El terremoto en Chile ha mostrado también, como perversa paradoja, las distancias que separan, de un lado, al que con total seguridad ha sido el país latinoamericano que más avanzó en desarrollo en las últimas cuatro décadas del país menos desarrollado de la región. La respuesta ante prácticamente similares eventos de la naturaleza es diametralmente opuesta: mientras Haití, por la pobreza de su economía pero también de su institucionalidad, quedó devastado y prácticamente sometido no sólo a la solidaridad internacional, sino al orden imprescindible impuesto desde afuera, Chile se empieza a reponer con sus propias fuerzas económicas e institucionales y hasta ya entrado el segundo día después del siniestro no ha solicitado ayuda internacional, a pesar de que ésta ha sido ofrecida por países vecinos latinoamericanos, europeos y por organismos internacionales de corte multilateral.

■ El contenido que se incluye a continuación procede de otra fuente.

PR #1076, opened 2025-03-30
Fix/rowtime nullability

mbroecheler:


velo:
Going to merge as is, as this fixes major issue with build, going to create a follow up PR to fix the sqrl test issue

PR #1082, opened 2025-04-11
bugfixes

mbroecheler:
1) nullability of GraphQL parameters
2) processing of import hints


sqrl-planner/src/main/java/com/datasqrl/v2/parser/SqrlStatementParser.java
```diff
@@ -117,15 +117,15 @@ public SQLStatement parseStatement(String statement) {
...
+        return new SqrlImportStatement(packageIdentifier, alias, comment);
       } else if (directive.equalsIgnoreCase("export")) {
         Matcher subMatcher = EXPORT_PARSER.matcher(body);
         checkFatal(subMatcher.find(), ErrorCode.INVALID_IMPORT, "Could not parse IMPORT statement");
         ParsedObject<NamePath> packageIdentifier = parseNamePath(subMatcher, "package", statement);
         ParsedObject<NamePath> tableName = parseNamePath(subMatcher, "identifier", statement);
         checkFatal(packageIdentifier.isPresent(), ErrorCode.INVALID_EXPORT, "Missing package path");
         checkFatal(packageIdentifier.isPresent(), ErrorCode.INVALID_EXPORT, "Missing table");
-        return new SqrlExportStatement(tableName, packageIdentifier);
+        return new SqrlExportStatement(tableName, packageIdentifier, comment);
```
velo, line 128: Do we need a new test covering export hints?

I look for `/*+` and the only change I found is on the imports.

velo (approved):
Overall looks good, just raised one question about export testing

sqrl-planner/src/main/java/com/datasqrl/v2/parser/SqrlStatementParser.java
mbroecheler: Great observation - thank you for being so diligent.
We currently do not have any hints that apply to exports. I just implemented the infrastructure to support that (since I was working on it), but there aren't any hints yet that we could test it with.

PR #1084, opened 2025-04-16
fix validation of parameter nullability, fix validation messages.

mbroecheler:


velo (approved):
LGTM, the only thing I'm missing would be a graphql test that would read data with and without the optional field.

PR #1085, opened 2025-04-18
Simplify queries in Server & fix query lookup

mbroecheler:
This PR greatly simplifies how we handle Sql query execution on the server, uses prepared queries and variable binding for limit and offset, and allow for null parameters.


sqrl-server/sqrl-server-core/src/main/java/com/datasqrl/graphql/jdbc/DatabaseType.java
```diff
@@ -0,0 +1,20 @@
+package com.datasqrl.graphql.jdbc;
+
+import lombok.AllArgsConstructor;
+
+@AllArgsConstructor
+public enum DatabaseType {
```
velo, line 6: What if we move this to a common/model project 

That way sqrl-base don't need to import vertex module and all it's dependencies

mbroecheler: Good point. This is temporary.
I want to get rid of sqrl-base when we do the spring cleaning. It doesn't serve a purpose anymore. 

- We need the server-core module to be very lightweight since that runs in production.
- We need the flink libraries (which are mostly in the runner now) to be very lightweight since that runs in production.
- The rest is for the compiler which is a beast anyway (includes all of Flink, Calcite, etc) so we can consolidate everything in there.

In other words, there is no need for a shared "base" library anymore. We just have Flink specific modules. Vert.x specific modules. And the rest should be consolidated into planner and then we have the packager modules for instrumentation, CLI, etc.
We will plan this out next week.

sqrl-server/sqrl-server-core/src/main/java/com/datasqrl/graphql/jdbc/AbstractQueryExecutionContext.java
```diff
@@ -0,0 +1,55 @@
...
+  }
+
+  public List getParamArguments(List<QueryParameterHandler> parameters) {
+    List paramObj = new ArrayList(parameters.size()+2);
+    for (int i = 0; i < parameters.size(); i++) {
+      QueryParameterHandler param = parameters.get(i);
+      Object o = param.accept(this, this);
+      paramObj.add(o);
+    }
+    assert paramObj.size() == parameters.size();
```
velo, line 47: I though I was the only person that would use assertions to leave breadcrumbs behind, would be nice to include a message =)

sqrl-server/sqrl-server-core/src/main/java/com/datasqrl/graphql/jdbc/AbstractQueryExecutionContext.java
```diff
@@ -0,0 +1,55 @@
...
+  public Object visitArgumentParameter(ArgumentParameter argumentParameter,
+      QueryExecutionContext context) {
+    return context.getArguments().stream()
+        .filter(arg -> arg.getPath().equalsIgnoreCase(argumentParameter.getPath()))
+        .findFirst()
+        .map(Argument::getValue)
+        .orElse(null);
+  }
+
+  public List getParamArguments(List<QueryParameterHandler> parameters) {
```
velo, line 40: you could do this using streaming api =)

velo (approved):
Nagged in a couple of places, nothing critical

PR #1087, opened 2025-04-22
Migrate code to java 17

velo:


sqrl-base/src/main/java/com/datasqrl/config/ConnectorConf.java
```diff
@@ -35,10 +36,18 @@ class Context {
 
     public Map<String,String> toVariables() {
       Map<String,String> vars = new HashMap<>(variables);
-      if (tableName!=null) vars.put("table-name", tableName);
-      if (origTableName!=null) vars.put("original-table-name", origTableName);
-      if (filename!=null) vars.put("filename", filename);
-      if (format!=null) vars.put("format", format);
+      if (tableName!=null) {
```
mbroecheler, line 39: You might have to run a code formatter on this @velo

PR #1108, opened 2025-05-05
Consolidate modules

velo:
- Consolidate modules and simplify module structure
- Consolidate sqrl-base, sqrl-calcite, sqrl-errors, sqrl-name into sqrl-planner
- Remove dead code


velo:
+ 14% code coverage, not bad
image

mbroecheler (approved):
Thanks for moving all this around. Hard to do a careful code review, but if the tests pass this is fine.
Did some investigating of what might be causing the change in function identifier escaping and as best I can tell, this has to do with a change in Calcite which is no uniformly quoting all identifiers - functions included. I think this is probably for the better since it makes the behavior uniform.

PR #1255, opened 2025-05-23
Import acorn-graphql into sqrl

velo:


velo:
@mbroecheler I see you already based some work (MCP) on this, am I free to merge it?


Cheers

PR #1290, opened 2025-06-13
Update kafka topic name to take template into account

velo:


sqrl-planner/src/main/java/com/datasqrl/planner/tables/FlinkTableBuilder.java
```diff
@@ -203,4 +203,8 @@ public static FlinkTableBuilder toBuilder(SqlCreateTable table) {
         table.getPartitionKeyList(),
         table.getWatermark().orElse(null));
   }
+
+  public String getTopicName() {
+    return getConnectorOptions().get("topic");
```
ferenc-csaky, line 208: I was wondering if we can make this smarter, to not create a map for one topic, but at this point it would end up some code duplication, cause iterating over `SqlNodes` are necessary anyways, and creating a map that is dereferenced right away can pretty much be ignored, so I came to agreement that this is fine. :)

mbroecheler (approved):

PR #1300, opened 2025-06-17
Adapt functions and types to `flink-sql-runner` refactor

ferenc-csaky:
The `functions` and `types` modules are now merged under an `stdlib` module in `flink-sql-runner`, this change adapts the logic in the repo. This also applies to the sub-modules and the package structure.

### Relevant points:
- Refactored maven modules
- Refactored function and type packages
- Adapted tests

### TODO
- [ ] Remove the `sqrl-flink-runner` docker image


ferenc-csaky:
@mbroecheler @velo I think we can get rid of the `sqrl-flink-runner` img completely. The only thing it adds to the `flink-sql-runner` img is `COPY sqrl-functions/*.jar /opt/flink/lib/`, but `sqrl-functions` does not exist anymore.

Although right now I do not copy `stdlib-commons` to the flink `lib/` in the `flink-sql-runner` img, as I did not see it as a necessity.

WDYT?

mbroecheler:
I'll let @velo chime in as he build that image. From my perspective it would be nice if sql flink runner was completely self contained and works with the outputs from DataSQRL without requiring a separate image. That would make the two projects nicely complementary.

mbroecheler (approved):
Nicely done!!!

velo:
Hey, I'm all in for consuming a resource that is ready for me and zero effort on my part =)

I think we should only have the integration test running, just as a final check that all is working

PR #1311, opened 2025-06-19
Replace commons-configuration with jackson

velo:


sqrl-tools/sqrl-config/pom.xml
```diff
@@ -33,12 +33,12 @@
     </dependency>
     <!-- Configuration -->
     <dependency>
-      <groupId>org.apache.commons</groupId>
-      <artifactId>commons-configuration2</artifactId>
+      <groupId>com.fasterxml.jackson.core</groupId>
+      <artifactId>jackson-annotations</artifactId>
```
ferenc-csaky: `jackson-databind` depends on `jackson-annotations`, so it can be removed from our POM.

sqrl-testing/sqrl-integration-tests/src/test/java/com/datasqrl/FullUseCasesIT.java
```diff
@@ -282,7 +282,8 @@ void useCase(UseCaseTestParameter param) {
             case SUCCESS_WITH_CONTENT:
               break;
             default:
-              fail("Flink job failed with: " + result.getResultKind());
+              org.assertj.core.api.Assertions.fail(
```
ferenc-csaky: nit: I do not see the relevance of this change, `org.assertj.core.api.Assertions.fail` is already static imported. If we change it, I'd rather remove the qualification @ L297

sqrl-tools/sqrl-config/src/main/java/com/datasqrl/config/SerializedSqrlConfig.java
ferenc-csaky, line 1: Since we modify this interface anyways, `public` keyword for the method definition is redundant and can be removed.

sqrl-tools/sqrl-config/src/main/java/com/datasqrl/config/SqrlConfigCommons.java
ferenc-csaky, line 1: In this new setup, I do not really see why we kept this class. Its delegating is hardcoded, in this form it won't be helpful fro another impl. IMO we should just call `SqrlConfig` everywhere, and remove `SqrlConfigCommons`.

sqrl-tools/sqrl-config/src/main/java/com/datasqrl/config/SqrlConfig.java
```diff
@@ -15,118 +15,575 @@
...
 
-/**
- * Interface for accessing configuration files that provides convenience methods for accessing
- * different data types and methods to handle errors in a way that preserves the error locality so
- * it is easy for users to understand where the error comes from and how to fix it.
- */
-interface SqrlConfig {
+  /** Create a new empty configuration with given version. */
+  public static SqrlConfig create(ErrorCollector errors, int version) {
+    ObjectNode base = MAPPER.createObjectNode();
```
ferenc-csaky: nit: `base` -> `root` to match the name with the class field.

sqrl-tools/sqrl-config/src/main/java/com/datasqrl/config/SqrlConfig.java
```diff
@@ -15,118 +15,575 @@
...
+  }
+
+  /** Load multiple JSON files and default-package.json, validate and merge them. */
+  public static SqrlConfig getPackageConfig(
+      ErrorCollector errors, String jsonSchemaResource, List<Path> files) {
+    boolean valid = true;
+    List<JsonNode> jsons = new ArrayList<>();
+
+    try {
+      URL url = SqrlConfigCommons.class.getResource("/default-package.json");
```
ferenc-csaky: Use `SqrlConfig.class` instead of `SqrlConfigCommons.class`.

sqrl-tools/sqrl-config/src/main/java/com/datasqrl/config/SqrlConfig.java
```diff
@@ -15,118 +15,575 @@
...
+      if (url != null) {
+        jsons.add(MAPPER.readTree(url));
+      }
+    } catch (IOException e) {
+      throw errors.exception("Error loading default configuration: %s", e.toString());
```
ferenc-csaky: Keeping this as `throw errors.withConfig("Error loading default configuration").handle(e);` seems more appropriate to me.

sqrl-tools/sqrl-config/src/main/java/com/datasqrl/config/SqrlConfig.java
```diff
@@ -15,118 +15,575 @@
...
+
+  /** Load multiple JSON files and default-package.json, validate and merge them. */
+  public static SqrlConfig getPackageConfig(
+      ErrorCollector errors, String jsonSchemaResource, List<Path> files) {
+    boolean valid = true;
+    List<JsonNode> jsons = new ArrayList<>();
+
+    try {
+      URL url = SqrlConfigCommons.class.getResource("/default-package.json");
+      if (url != null) {
```
ferenc-csaky: Is it okay to keep going if `default-package.json` is missing? Wondering if an exception should be thrown here instead.

sqrl-tools/sqrl-config/src/main/java/com/datasqrl/config/SqrlConfig.java
```diff
@@ -15,118 +15,575 @@
...
+        jsons.add(MAPPER.readTree(url));
+      }
+    } catch (IOException e) {
+      throw errors.exception("Error loading default configuration: %s", e.toString());
+    }
+
+    for (int i = 0; i < files.size(); i++) {
```
ferenc-csaky: Previously iteration was going backwards, is it okay to change that to iterate forward instead? If yes, this should be replaced with a for-each.

sqrl-tools/sqrl-config/src/main/java/com/datasqrl/config/SqrlConfig.java
```diff
@@ -15,118 +15,575 @@
...
+    JsonNode node;
+    try {
+      node = MAPPER.readTree(url);
+    } catch (IOException e) {
+      throw errors
+          .withConfig(url.toString())
+          .exception("Could not read JSON from URL [%s]: %s", url, e.toString());
+    }
+    ObjectNode merged = MAPPER.createObjectNode();
+    merge(merged, node);
```
ferenc-csaky: I do not see why is necessary. Here we pretty much copy over the same content from `node` to `merged`, since there is only 1 `node`. I believe this can be removed from both this method and `fromString`.

sqrl-tools/sqrl-config/src/main/java/com/datasqrl/config/SqrlConfig.java
```diff
@@ -15,118 +15,575 @@
...
+        jsons.add(MAPPER.readTree(file.toFile()));
+      } catch (IOException e) {
+        throw local.exception("Could not parse JSON file [%s]: %s", file, e.toString());
+      }
+    }
+    if (!valid) {
+      throw errors.exception("Configuration file invalid: %s", files);
+    }
+    ObjectNode merged = MAPPER.createObjectNode();
+    jsons.forEach(node -> merge(merged, node));
```
ferenc-csaky, line 170: #IMO the whole custom `merge` mehod is unnecessary, cause here we only append `ObjectNodes` anyways, we can simply use `setAll()`:
```java
ObjectNode merged = MAPPER.createObjectNode();
jsons.forEach(node -> merged.setAll((ObjectNode) node));
```

See my other comment regarding `fromURL` and `fromString`.

sqrl-tools/sqrl-config/src/main/java/com/datasqrl/config/SqrlConfig.java
```diff
@@ -15,118 +15,575 @@
...
+    List<String> keys = new ArrayList<>();
+    n.fieldNames().forEachRemaining(keys::add);
+    return keys;
+  }
 
-  static final int CURRENT_VERSION = 1;
-  static final String VERSION_KEY = "version";
+  public boolean containsKey(String key) {
+    JsonNode n = node();
+    return n != null && n.has(key) && !n.get(key).isContainerNode();
```
ferenc-csaky, line 277: Maybe it's intentional, but previously this method did not check for node type, so this may produce different behavior than before.

sqrl-tools/sqrl-config/src/main/java/com/datasqrl/config/SqrlConfig.java
```diff
@@ -15,118 +15,575 @@
...
     return as(key, Integer.class);
   }
 
-  default Value<Boolean> asBool(String key) {
+  public Value<Boolean> asBool(String key) {
     return as(key, Boolean.class);
   }
 
-  boolean hasKey(String key);
-
```
ferenc-csaky, line 116: The `Value` interface should be `public`, cause it is exposed publicly via other `public` methods.

ferenc-csaky (changes requested):
Added a couple suggestions/questions.

sqrl-tools/sqrl-config/src/main/java/com/datasqrl/config/SqrlConfig.java
velo: https://github.com/DataSQRL/sqrl/blob/configuration/sqrl-planner/src/main/java/com/datasqrl/error/ErrorCollector.java#L137

with config seems to expect a file, but that is not the case here

sqrl-tools/sqrl-config/src/main/java/com/datasqrl/config/SqrlConfig.java
velo: `setAll` won't make the correct recursive merging.  it will just merge the first level but override everything 2 levels deep.

sqrl-tools/sqrl-config/src/main/java/com/datasqrl/config/SqrlConfig.java
velo: Added exception when url is null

Sin embargo, si bien en un primer momento parecía que los estragos no serían tan devastadores, con el pasar de las horas se hace evidente que la destrucción ha sido terrible, especialmente y como suele suceder, en las zonas más pobres. En las más modernas, el celo regulatorio por la construcción de alta calidad, dados los antecedentes sísmicos del país, ha paliado mucho del impacto terrible que seguramente en otras capitales latinoamericanas hubiera producido tan devastador terremoto.

No puedo evitar, como testimonio personal, sentir especial congoja al ver a Santiago de Chile tan lastimada, ya que es una ciudad que me enamora profundamente. Una ciudad que en los últimos quince años apostó por cambios estructurales potentes, por ejemplo, en su vialidad interna, con increíbles autopistas urbanas, hoy es una urbe muy dañada. Muchos edificios que se ven en pie tendrán que ser restaurados o vueltos a construir por el daño estructural que presentan internamente. Y ni qué decir de la segunda ciudad más poblada del país, Concepción, que sí requerirá una reconstrucción muy extensa.

La disciplina de los chilenos así como su apego a la eficacia están siendo cruciales en esta hora de la tragedia y lo serán más en el largo proceso de reconstrucción. Una vez pasada la atención de los inmediatos damnificados, la tarea será recuperar la capacidad productiva, empezando por la puesta en servicio de la gran infraestructura pública chilena. Por supuesto que la coyuntura del cambio político tan importante que se cristalizará precisamente el próximo 11 de marzo con la llegada al poder de Sebastián Piñera y de la derecha chilena marcará implícitamente un desafío descomunal para el nuevo gobernante, cuando su liderazgo se ponga a prueba, sin “luna de miel” política de por medio. Porque el país que Piñera pensó recibir no es el que va a dejar Michelle Bachelet en pocos días.

Chile siempre fue un país entrañable, cercano y querido para mí, por razones de afectos desde familiares hasta de amistades cercanas, e incluso, de tipo profesional. En Santiago, Valparaíso, Viña del Mar o Arica siempre me sentí en casa, con amigos o con gente de la calle. Mi pasaporte jamás me resultó un problema. En vez de eso, se me retribuyó con cariño, aprecio, calidez y apertura. Por eso, un peruano que lleva a Chile en su corazón podría resultar extraño. Pero la realidad marca que no lo es tanto: incluso el Gobierno del Perú ha declarado al lunes 1 de marzo como día de duelo nacional por el vecino del sur. Estoy seguro de que muchos chilenos sienten en el fondo algo similar por el Perú. A pesar de que muy a menudo la política de ambos lados de la frontera nos dibuje un espejismo.

Eugenio D´Medina Lora es director ejecutivo del Centro de Estudios Públicos – Perú (CEPPER).